As far back as I can remember I have loved cars. Growing up in Leyburn I never saw any exotic cars, but once a month my mum would buy me a copy of Modern Motor from the local corner store and I would read it from cover to cover and dream of owning my own sports car someday. My mum picked up on my love of cars and would tell me stories of old boyfriends who had cool cars when she was growing up in Toowoomba. One such story that stood out for me was about an old boyfriend called Ron, with a rich father who bought him a red sports car that was fast and ultra-cool. Mum used to tell me that she thought it was a Porsche convertible and that one night Ron convinced her to drive it around Prince Henry Drive. She would have been 17 or 18 at the time and evidently knew how to drive, even though my grandfather would not let her get her drivers licence. Mum only got her licence after she was married when she was 22 years old. Fast forward many decades, my grandfather had passed away and because I had once worked as a photographer I inherited all of my grandfather’s photography equipment and slides. This collection also included thousands of slides chronicling our family from the 1940’s until the 1980’s. It was when I was going through all the photos and converting them to a digital format for the family, I came across a gem.

The photo you see was of a young guy, barefoot, white t-shirt, doing his best James Dean leaning up against a red 356 cabriolet. The car was parked outside what I remembered well as my great grandmother’s house in Caloundra. I could now see why mum had remembered such a beautiful car, and getting to drive it as a young unlicensed teenager, what could ever have gone wrong.

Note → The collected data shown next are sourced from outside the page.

PR #5684, opened 2026-02-03
Remove deprecated downlevelIteration option

RyanCavanaugh:
This option is deprecated in TypeScript 6.0. It doesn't do anything when `target` is `es2020`, so can be safely removed from this config file.


colinhacks:
Landed in Zod 4.4

PR #5687, opened 2026-02-05
fix(v4): handle multi-digit exponents in floatSafeRemainder

shakecodeslikecray:
## Summary

The regex in `floatSafeRemainder` only matches single-digit exponents, causing `multipleOf` validation to incorrectly fail for steps with exponents >= 10 (e.g., `1e-10`, `1e-15`).

## The Bug

```typescript
// Before: \d? matches 0 or 1 digit
if (stepDecCount === 0 && /\d?e-\d?/.test(stepString)) {
  const match = stepString.match(/\d?e-(\d?)/);
```

For `step = 1e-10`:
- Regex matched `"1e-1"` instead of `"1e-10"`
- Captured exponent: `"1"` instead of `"10"`
- `stepDecCount` set to `1` instead of `10`
- `toFixed(1)` rounds both values to `"0.0"`
- `stepInt` becomes `0`, remainder becomes `NaN`
- Valid values incorrectly rejected

## The Fix

Changed `\d?` to `\d+` to capture multi-digit exponents:

```typescript
// After: \d+ matches 1 or more digits
if (stepDecCount === 0 && /\d?e-\d+/.test(stepString)) {
  const match = stepString.match(/\d?e-(\d+)/);
```

## Reproduction

```typescript
const step = 1e-10;
const regex = /\d?e-(\d?)/;
const match = step.toString().match(regex);
console.log(match); // ["1e-1", "1"] - captures only first digit
```

## Discovery

This bug was discovered by [whiterose](https://github.com/shakecodeslikecray/whiterose), an AI-powered bug hunter that uses LLM-based static analysis.

---

Scanned with [whiterose](https://github.com/shakecodeslikecray/whiterose)

### DIFF
--- a/packages/zod/src/v4/classic/tests/number.test.ts
+++ b/packages/zod/src/v4/classic/tests/number.test.ts
@@ -153,6 +153,22 @@ test(".multipleOf() with negative divisor", () => {
   expect(() => schema.parse(7.5)).toThrow();
 });
 
+test(".multipleOf() with scientific notation (multi-digit exponents)", () => {
+  // Regression test for https://github.com/colinhacks/zod/pull/5687
+  // The regex was using \d? which only matches single-digit exponents
+  const schema = z.number().multipleOf(1e-10);
+
+  // These should all pass - they are valid multiples of 1e-10
+  expect(schema.parse(1e-10)).toEqual(1e-10);
+  expect(schema.parse(5e-10)).toEqual(5e-10);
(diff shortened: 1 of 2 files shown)


colinhacks:
Thanks!

shakecodeslikecray:
> Thanks!

Did it using [Whiterose](https://github.com/shakecodeslikecray/whiterose)

Thank you for your response!

colinhacks:
Landed in Zod 4.4

Issue #5641, opened 2026-01-16
zod/mini is still not tree-shaken correctly inside NextJS


DoroGi:
I saw there are a number of cases when this issue has been figured out, but I was still seeing the issue and I managed to create a clean NextJS example to reproduce it.
I think that NextJS interrupts the tree-shaking after a certain number of nested imports. Maybe Zod internal folder structure is not helping Next to tree shake correctly.

### Link to the code that reproduces this issue

https://github.com/DoroGi/nextjs-zod-tree-shaking-issues/tree/main

I created this repo running: `npx create-next-app@latest my-app --yes` as suggested by NextJS "getting started".

Then, in a second commit, I installed Zod and created a simple client component called Zodder. This component simply imports Zod using `import * as z from zod/mini` and parses a string.

### To Reproduce

- npm i
- npm run build
- npx next experimental-analyze
- navigate to http://localhost:4000/

### Current vs. Expected behavior

You will see that the bundle contains all Zod locales, which are unused and very heavy;
I expect they should be tree-shaken away.

### Additional context

A few workarounds to make it work, that may be useful to debug:

To try this methods, remember to run each time the line below, so you update the .next and you can check whether the locales are present in the bundle or not:

npm run build && npx next experimental-analyze

1. Importing zod instead of zod/mini in the zodder component seems to work. Locales are not present anymore.
2. Going into node_modules/zod/package.json and editing the ./mini exports configuration to this seems to work:

```
"./mini": {
  "@zod/source": "./src/mini/index.ts",
  "types": "./mini/index.d.cts",
  "import": "./v4/mini/external.js",   <-- only line changed
  "require": "./mini/index.cjs"
},
```

I did this because ./mini in the package.json links to `zod/mini/index.js`, which just imports `zod/v4/mini/index.js`, which just imports `zod/v4/mini/externals.js`.

3. Removing the line `export { z };` in `zod/v4/mini/index.js` seems to work. Notice that the import line when using the standard `import * as z from 'zod'` (which is just `zod/index.js` -> `./v4/classic/external.js`) has a similar line in `zod/index.js`, but it's not causing any issue apparently.

### Related issues

This seems to have been talked a lot in the zod issues. Many seem to have found their solution, the only remaining ones are the issues related to NextJS

https://github.com/colinhacks/zod/issues/4433
https://github.com/colinhacks/zod/issues/4572
https://github.com/colinhacks/zod/issues/4637
https://github.com/colinhacks/zod/issues/4798
[...]

Issue #4433, opened 2025-05-20
v4: bundle size increased significantly 


Codexphere92:
I am not sure if I am doing something wrong but using zod/v4 shows this with the import cost extension in vscode and my "first load of js" went up by 30kb in my nextjs app.

![Image](https://github.com/user-attachments/assets/3bfff44f-7a79-433b-991b-b81fb5801977)

Codexphere92:
@coderrshyam didn't you run into a similar issue?

Codexphere92:
Hi @colinhacks, let me know if you want me to provide a reproducible example for my next js app or if you are aware of my problem, thanks!!

coderrshyam:
> [@coderrshyam](https://github.com/coderrshyam) didn't you run into a similar issue?

Yes! @Codexphere92

coderrshyam:
> I am not sure if I am doing something wrong but using zod/v4 shows this with the import cost extension in vscode and my "first load of js" went up by 30kb in my nextjs app.
> 
> ![Image](https://github.com/user-attachments/assets/3bfff44f-7a79-433b-991b-b81fb5801977)

@Codexphere92 I believe the issue is caused by multiple versions of the same package being bundled together—for example, `zod`, `zod/v3`, `zod/v4`, and `zod/v4/mini`.

## To avoid this, I recommend the following:

- Publish version 4 separately under `zod@v4`.

- Keep version 3 under a version constraint like `<3.25`.

- For `zod/v4/mini`, consider publishing it as a separate package, such as `@zod/mini`.

Codexphere92:
I am sure @colinhacks had reasons for doing this but yes the bundle size is messed up right now

WtfJoke:
He explained his reasons for publishing v4/v3 in the zod v3.2.5 here: https://zod.dev/v4?id=versioning

>I believe the issue is caused by multiple versions of the same package being bundled together—for example, zod, zod/v3, zod/v4, and zod/v4/mini.

I think the idea here is to stick to one of those: 
- zod/v3
- zod/v4
- zod/v4/mini

piotr-czerwik:
I'm actually using "module": "ESNext" + "moduleResolution": "Bundler"

EDM115:
@Codexphere92 well I guess this might be (in part) the reason why : https://github.com/colinhacks/zod/issues/4477#issuecomment-2902605756

Codexphere92:
[...]

PR #5689, opened 2026-02-05
fix: add sideEffects: false to stub package.json files

jesse-holden:
## Summary                                                                                                                                                                    
  - Adds `sideEffects: false` to stub package.json files to enable proper tree-shaking

## Context
The stub package.json files introduced in #5222 were missing the `sideEffects` field, preventing bundlers from tree-shaking unused submodules.

Related to:

- https://github.com/colinhacks/zod/issues/4433
- https://github.com/colinhacks/zod/issues/5641

## Reproduction

https://stackblitz.com/edit/vitejs-vite-dqpihhpx?file=src%2Findex.ts

When bundling for the web with webpack 5.105.0 using the `import * as z from "zod";`  syntax:

### DIFF
--- a/scripts/write-stub-package-jsons.ts
+++ b/scripts/write-stub-package-jsons.ts
@@ -7,7 +7,8 @@ const STUB_PACKAGE_JSON_CONTENT = `{
   "type": "module",
   "main": "./index.cjs",
   "module": "./index.js",
-  "types": "./index.d.cts" 
+  "types": "./index.d.cts",
+  "sideEffects": false 
 }
 `;
 


jesse-holden:
Added note here, the bundle size noticeably increased between v4.2.0 (57.4kb) and v4.2.1 (95.2kb) so also relates to https://github.com/colinhacks/zod/commit/5b5b129315fbc94a3b0d6244185eaeefcbe438d1

Reverting the change to `from-json-schema.ts` alone drops the bundle size to 60.7kb without needing to add the `sideEffects: false` change to `write-stub-package-jsons.ts`, so avoiding a hard dependency and reverting to circular import does work better for bundlers that I've tested.

dorbn4-team:
@colinhacks thank you for merging the PR and also for this amazing package. Do you think it would be possible to release this fix soonish so that we can reduce our bundle sizes again? 😅🫶

osdiab:
fyi tried doing this with a pnpm patch since it's not released yet.

With NextJS, if you use `import { z } from "zod"` it still does not tree shake, but if you do `import * as z from "zod"` then it does appear to treeshake properly (i don't see all the locales being included anymore).

Alternatively, even without this change, if you add zod to `experimental.optimizePackageImports` and do the above import strategy, then it achieves the same end result.

colinhacks:
Landed in Zod 4.4

PR #128, opened 2023-04-28
Rename the MMR switch groups to something more meaningful

bernie-laberge:
Rename the MMR switch groups to something more meaningful [SG-28740]

#### Problem: 
With the new Multiple Media Representations feature, the ui names of the source nodes and switch nodes were not really meaningful. 

#### Solution: 
In this commit, the media representation name is used as the ui name by default.

The MMR switch groups and sources displayed in the Session Manager now use names that are now more meaningful. [SG-28740]

Note that this fix originates from the RV 2023 commercial release.

(https://community.shotgridsoftware.com/t/rv-2023-0-0-release-is-available/17227)

Signed-off-by: Bernard Laberge <bernard.laberge@autodesk.com>

### DIFF
--- a/src/lib/app/RvApp/CommandsModule.cpp
+++ b/src/lib/app/RvApp/CommandsModule.cpp
@@ -1516,6 +1516,46 @@ NODE_IMPLEMENTATION(sourceMediaReps, Pointer)
     NODE_RETURN(names);
 }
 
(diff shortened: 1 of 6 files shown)


tbabiin (approved):
Looks good 👍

I showed the photo to mum and she remembered that Ron and her boyfriend at the time Col had driven down from Toowoomba to surprise her on a family holiday at the beach.

Then the question came into my head, where is this car now?

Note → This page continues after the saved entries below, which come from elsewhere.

PR #132, opened 2023-04-28
Add property to sequence and stack to disable reversed blending mode

bernie-laberge:
Add property to sequence and stack to disable reversed blending mode

### Summarize your change.

To support per-segment blending modes, the SequenceIPNode node was enhanced with a property-container to 
handle per-input blending modes. 

Since ImageRenderer::renderAllChildren did not properly support multiple 
blend modes, I had to add a flag to disable reverse-order blending. 
Reverse-order blending is a mechanism that seemed in place for shader-based 
compositing (currently disabled) and that sometimes inverses the order in 
which inputs are composited. This means that in RV the first input of a 
LayoutGroup becomes the top layer (lastly blended). This also has the side 
effect of forcing a "Replace" blend mode on the first drawn input. I would 
have prefered to completely remove this mode, but this would have required a 
lot of backward-compat code so I simply added a flag in IPImage to disable it 
when required. For now, both the SequenceIPNode and the StackIPNode can disable 
it (they each own a property for that). RV should remain untouched. 

files modifications 
------------------- 

-Both the StackIPNode and the SequenceIPNodes must be configured to yield 
IPImage nodes that don't support the reverse-order blending mode. 

src/lib/ip/IPBaseNodes/SequenceIPNode.cpp 
src/lib/ip/IPBaseNodes/SequenceIPNode.h 

-Added per-input blending modes. 
-Added a flag to toggle support of reverse-order blending. 

src/lib/ip/IPBaseNodes/StackIPNode.cpp 
src/lib/ip/IPBaseNodes/StackIPNode.h 
src/lib/ip/IPCore/IPImage.cpp 
src/lib/ip/IPCore/IPImage.h 

-Refactored a piece of code to convert blending mode names into their 
numerical values. 
-Added the new supportReversedOrderBlending flag in IPImage to force-disable 
the reverse-order blending. 

src/lib/ip/IPCore/ImageRenderer.cpp 

When importing a multi-track OTIO in RV, tracks are composited in the reverse order (bottom track on top instead of top track on top).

Ron passed away many years ago, but I am still in contact with his best mate Col who told me that Ron’s dad had purchased the car for Ron from a guy at the Gold Coast who had owned a hardware store in Miami. Ron kept the car for a couple of years before selling it to a public servant who worked for the Main Roads Department.

Armed with a photo and a Queensland number plate NHZ 310, I asked a few 356 owners I had met over the years and eventually I cornered Greg Riddell at Cars and Coffee and he said, “Oh that is Peter Harburg’s car”.

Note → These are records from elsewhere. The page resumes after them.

PR #140, opened 2023-05-03
Rocky 9 Build Guide

rogernelson:
This provides a build guide for Rocky 9.  It's similar to the CentOS build guide, but Rocky9 is a lot more minimalistic out-of-the-box, so a number of build requirements that are pre-installed on CentOS are not on Rocky9.  Thus using the CentOS build guide is not ideal since those missing packages must be manually tracked down.  This new guide is intended to make life easier for Rocky/RHEL9 users. 

I also fixed the rvcmds to base the script home on the shell scripting language instead of the OS, since the two were being conflated. It's the shell version and not the OS that determines the right command.

Tested on a fresh install of Rocky 9.1.

### DIFF
--- a/docs/build_system/config_linux_rocky9.md
+++ b/docs/build_system/config_linux_rocky9.md
@@ -1,0 +1,69 @@
+# Building Open RV on CentOS 7
+
+## Summary
+
+1. [Install Basics](#install-basics)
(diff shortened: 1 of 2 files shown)


geffrak (approved):

bernie-laberge (approved):
Superb ! Thank you Roger

PR #142, opened 2023-05-05
Fix Mac install

rogernelson:
This branch fixes the Mac installation.

The problem is the CMake variable `PROJECT_SOURCE_DIR` is not available on the install step (only configure and build).  Since no variables involving the source dir are present at installation time, the only suitable replacement I could find was to use a path relative to the current directory `CMAKE_CURRENT_LIST_DIR`.  

Tested on Mac 13.3.1

### DIFF
--- a/cmake/install/pre_install_darwin.cmake
+++ b/cmake/install/pre_install_darwin.cmake
@@ -83,6 +83,6 @@ FUNCTION(after_copy_platform FILE_PATH)
     RETURN()
   ENDIF()
 
-  EXECUTE_PROCESS(COMMAND python3 ${PROJECT_SOURCE_DIR}/src/build/remove_absolute_rpath.py --target ${FILE_PATH} COMMAND_ERROR_IS_FATAL ANY)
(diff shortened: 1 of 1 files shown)


geffrak (approved):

I was now able let my mum and Col know that the car was still in Queensland and well looked after. Recently I shared the photo with Peter and over a coffee he was able to fill in some of the gaps in the history of NHZ 310.

It was a prize in an Art Union, sold to the owner of hardware store on the Gold Coast, then owned by Ron Mooney in Toowoomba, where it became part of our family’s mythology. Peter purchased it in 1975 and put it through a restoration and today it is still part of his collection.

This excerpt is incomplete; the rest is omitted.